PR #210, opened 2019-06-24
Make Kuryr pods labels unambiguous

dulek:
Commit changes the labels of Kuryr pods to make sure we distinguish
kuryr-cni and kuryr-controller. Also selector field is added as it seems
to be required.


squeed:
Oops.
/lgtm
/approve

PR #289, opened 2019-08-14
Adds proxy https readinessEndpoints support

danehans:
Adds support for for TLS-based probes for validating a `httpsProxy` using one or more `readinessEndpoints` that contain a `https` scheme.

Requires #271 

/assign @squeed @bparees 

PTAL at [this](https://github.com/openshift/cluster-network-operator/compare/master...danehans:ca_bundle_controller_https_readiness?expand=1#diff-1502a5b3db6bd911880e1d0d9346b561R72-R103) block and [this](https://github.com/openshift/cluster-network-operator/compare/master...danehans:ca_bundle_controller_https_readiness?expand=1#diff-1502a5b3db6bd911880e1d0d9346b561R180-R263
) block. All other changes are due to the #271 dependency.


bparees:
last 2 commits (the ones that add the probes) lgtm

pkg/controller/proxyconfig/validation.go
```diff
@@ -159,21 +177,41 @@ func (r *ReconcileProxyConfig) validateSystemTrustBundle(trustBundle string) ([]
...
+		return fmt.Errorf("failed to parse proxy url '%s': %v", proxy, err)
+	}
+
+	endpointURL, err := url.Parse(endpoint)
+	if err != nil {
+		return fmt.Errorf("failed to parse endpoint url '%s': %v", endpoint, err)
+	}
+
+	if (endpointURL.Scheme == proxyHTTPScheme && proxyURL.Scheme == proxyHTTPSScheme) ||
+		(endpointURL.Scheme == proxyHTTPSScheme && proxyURL.Scheme == proxyHTTPScheme) {
```
bparees: was one of these pairings supposed to be http?

pkg/controller/proxyconfig/validation.go
```diff
@@ -93,27 +108,30 @@ func (r *ReconcileProxyConfig) ValidateProxyConfig(proxyConfig *configv1.ProxySp
 // validateTrustedCA validates that trustedCA is a valid ConfigMap
 // reference and that the ConfigMap contains a valid trust bundle,
 // returning the byte slices of the certificate data from the
-// validated trustedCA and system trust bundles.
-func (r *ReconcileProxyConfig) validateTrustedCA(trustedCA string) ([]byte, []byte, error) {
+// validated trustedCA and system trust bundles. If trustedCA is nil,
+// "trusted-ca-bundle" is used.
```
bparees: hm.  If trustedCA is nil, shouldn't we be using the system-bundle (and then updating trusted-ca-bundle to be the system bundle, if validation passes)?

pkg/controller/proxyconfig/validation.go
danehans: I tried to combined the 2 checks into 1. I'm going to separate.

pkg/controller/proxyconfig/validation.go
danehans: @bparees yes, if `trustedCA` in proxy spec is nil, then the system bundle is [generated](https://github.com/openshift/cluster-network-operator/blob/master/pkg/controller/proxyconfig/controller.go#L138-L148) and will be used. `validateTrustedCA()` requires a string which represents the value of the `openshift-config-managed/trusted-ca-bundle` configmap. I think I can drop the string parameter from this func, but I would like to do that in a follow-on PR b/c I am currently rebuilding my cluster and will be unable to test. I will update the comment to provide a better explanation.

pkg/controller/proxyconfig/validation.go
```diff
@@ -93,27 +108,31 @@ func (r *ReconcileProxyConfig) ValidateProxyConfig(proxyConfig *configv1.ProxySp
...
 // returning the byte slices of the certificate data from the
-// validated trustedCA and system trust bundles.
-func (r *ReconcileProxyConfig) validateTrustedCA(trustedCA string) ([]byte, []byte, error) {
+// validated trustedCA and system trust bundles. If trustedCA is nil,
+// "trusted-ca-bundle" is used, consisting of only the system
+// trust bundle.
+func (r *ReconcileProxyConfig) validateTrustedCA(trustedCA string) ([]*x509.Certificate, []byte, []byte, error) {
+	if len(trustedCA) == 0 {
+		trustedCA = names.TRUSTED_CA_BUNDLE_CONFIGMAP
+	}
```
bparees: i think this logic (and the comment above) are still incorrect, per my earlier comment.

If "trustedCA" is empty that means "proxyconfig.trustedca.name" is empty (in other words, the admin has not pointed us to a configmap of user provided CAs).

If that is the case:
1) there's no point in validating anything
2) we should be returning the system trust bundle (ie the trust bundle included in our image).  Not the openshift-config-managed CM bundle.


There is never a reason to validate the openshift-config-managed CM bundle, as this is controller is itself responsible for producing that CM, so it better be valid for us to have produced it.  Furthermore the purpose of the validation we are doing here is to ensure that the CA bundle can be used to talk to the proxy.  That needs to happen *before* we copy any bundles into openshift-config-managed, because once it's in openshift-config-managed, it's going to get injected into the various consumer CMs.  So validating openshift-config-managed isn't useful (it's too late).

danehans: > If "trustedCA" is empty that means "proxyconfig.trustedca.name" is empty (in other words, the admin has not pointed us to a configmap of user provided CAs).

@bparees understood. I'm calling `validateTrustedCA()` instead of making multiple func calls to get the `trusted-ca-bundle` configmap, parse the data key into a `[]byte` and then parse the `[]byte` into a `[]*x509.Certificate` that is used as a parameter for the `validateReadinessEndpoint()` func. Some of the funcs can be improved and renamed to remove the validation prefix, but I would prefer doing that in a follow-on PR at this point.

> we should be returning the system trust bundle (ie the trust bundle included in our image). Not the openshift-config-managed CM bundle.

`trusted-ca-bundle` configmap contains the system trust bundle whether or not trustedCA is set. Even if I used the local system trust bundle, I would have to make multiple calls to read the local trust bundle file, parse the file into a `[]byte` and then parse the `[]byte` into a `[]*x509.Certificate` that is used as a parameter for the `validateReadinessEndpoint()` func. `validateTrustedCA()` already does this, so I prefer to use the func for the time being and I can improve how the funcs are composed in a future PR.

bparees: this logic needs to validate that the set of CAs we are going to publish into trusted-ca-bundle, are sufficient to talk to the proxy in question.

So we cannot use the current set off CAs in trusted-ca-bundle to do that, we need to produce the new bundle (ie "just the system CAs" or "system CAs plus the new user provided CAs") and use that bundle to perform the validation(readiness checks)

danehans: > we need to produce the new bundle (ie "just the system CAs" or "system CAs plus the new user provided CAs") and use that bundle to perform the validation(readiness checks)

WORK TO BE COMPLETED. Note every line in the material with "block" and copy it.

ANSWER SECTION.
PTAL at [this](https://github.com/openshift/cluster-network-operator/compare/master...danehans:ca_bundle_controller_https_readiness?expand=1#diff-1502a5b3db6bd911880e1d0d9346b561R72-R103) block and [this](https://github.com/openshift/cluster-network-operator/compare/master...danehans:ca_bundle_controller_https_readiness?expand=1#diff-1502a5b3db6bd911880e1d0d9346b561R180-R263
) block. All other changes are due to the #271 dependency.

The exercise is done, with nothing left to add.